The third phase is Controlled Dorsiflexion 2 (CD 2), in which the ankle dorsiflexes until heel-off at 136. For the CD 2 phase, the ankle can be modeled as a linear spring. The fourth and final phase is Powered Plantar flexion 2 (PP 2) which begins at heel-off 136 and continues as the foot pushes off the step, acting as a torque actuator in parallel with the CD 2 spring to propel the body upwards and forwards, and ends when the toe leaves the surface at 138 to begin the swing phase that ends at 140.

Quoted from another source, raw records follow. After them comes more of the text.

PR #2188, opened 2017-06-24
Added support for JdbcMetadataStore

bojanv55:


bojanv55:
Seems like derby sql generating script adds [] around Auto increment... Don't know if this was here before...

artembilan:
@bojanv55 ,

Thank you very much for so amazing contribution!
Will review it soon or since the next Monday.

Meanwhile...

> Don't know if this was here before...

Yes, I have the same problem since reworking scripts to the single files #2117.
 Looks like VPP tool somehow wrap that literal after column definition to the `[]` somehow.
I'm starting to think to get rid off of this VPP in favor of just manual sql script modifications.
Much easier to copy/paste and modify respectively, than spend time to determine why tool doesn't work as we expect...

spring-integration-jdbc/src/main/java/org/springframework/integration/jdbc/metadata/JdbcMetadataStore.java
```diff
@@ -0,0 +1,198 @@
...
+	public JdbcMetadataStore(DataSource dataSource) {
+		this(new JdbcTemplate(dataSource));
+	}
+
+	/**
+	 * Instantiate a {@link JdbcMetadataStore} using provided jdbcOperations {@link JdbcOperations}.
+	 * @param jdbcOperations a {@link JdbcOperations}
+	 */
+	public JdbcMetadataStore(JdbcOperations jdbcOperations) {
+		Assert.notNull(jdbcOperations, "'dataSource' must not be null");
```
artembilan: Typo: **jdbcOperations** must not be null

spring-integration-jdbc/src/main/java/org/springframework/integration/jdbc/metadata/JdbcMetadataStore.java
```diff
@@ -0,0 +1,198 @@
...
+		int updated = this.jdbcTemplate.update(getQuery(Query.REMOVE_VALUE), key);
+		if (updated != 0) {
+			return oldValue;
+		}
+		return null;
+	}
+
+	private String getQuery(Query base) {
+		return this.queryCache.computeIfAbsent(base, b ->
+				StringUtils.replace(b.getSql(), "%PREFIX%", DEFAULT_TABLE_PREFIX));
```
artembilan: If there is a `DEFAULT_TABLE_PREFIX`, then there should be a configurable property on the matter:
```
/**
	 * Specify the prefix for target data base table used from queries.
	 * @param prefix the prefix to set (default INT_).
	 */
	public void setPrefix(String prefix) {
		this.prefix = prefix;
	}
```
Also, I think the `format` solution in the `DefaultLockRepository` is the best from the performance perspective.

spring-integration-jdbc/src/main/java/org/springframework/integration/jdbc/metadata/JdbcMetadataStore.java
```diff
@@ -0,0 +1,198 @@
...
+import org.springframework.util.Assert;
+import org.springframework.util.StringUtils;
+
+/**
+ * Jdbc-based implementation of {@link MetadataStore}.
+ *
+ * @author Bojan Vukasovic
+ * @since 5.0
+ */
+public class JdbcMetadataStore implements ConcurrentMetadataStore {
```
artembilan: Do you consider also to add `region` support here:
```
/**
	 * A unique grouping identifier for all locks persisted with this store. Using
	 * multiple regions allows the store to be partitioned (if necessary) for different
	 * purposes. Defaults to <code>DEFAULT</code>.
	 * @param region the region name to set
	 */
	public void setRegion(String region) {
```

FIG. 1C shows the human ankle-foot biomechanics for stair descent. The stance phase of stair descent is divided into three sub-phases: Controlled Dorsiflexion 1 (CD 1), Controlled Dorsiflexion 2 (CD2), and Powered Plantar flexion (PP). CD1 begins at foot strike illustrated at 150 and ends at foot-flat 152. In this phase, the human ankle can be modeled as a variable damper. In CD2, the ankle continues to dorsiflex forward until it reaches a maximum dorsiflexion posture seen at 154. Here the ankle acts as a linear spring, storing energy throughout CD2. During PP, which begins at 154, the ankle plantar flexes until the foot lifts from the step at 156. In this final PP phase, the ankle releases stored CD2 energy, propelling the body upwards and forwards. After toe-off at 156, the foot is positioned controlled through the swing phase until the next foot strike at 158.
For stair ascent depicted in FIG. 1B, the human ankle-foot can be effectively modeled using a combination of an actuator and a variable stiffness mechanism. However, for stair descent, depicted in FIG. 1C, a variable damper needs also to be included for modeling the ankle-foot complex; the power absorbed by the human ankle is much greater during stair descent than the power released during stair ascent. Hence, it is reasonable to model the ankle as a combination of a variable-damper and spring for stair descent.
Conventional passive prosthetic, orthotic and exoskeleton apparatus do not adequately reproduce the biomechanics of a gait cycle. They are not biomimetic because they do not actively modulate impedance and do not apply the reflexive torque response; neither on level ground, ascending or descending stairs or ramps, or changing terrain conditions. A need therefore exists for improved lower-extremity prosthetic, orthotic and exoskeleton apparatus, components thereof, and methods for controlling the same.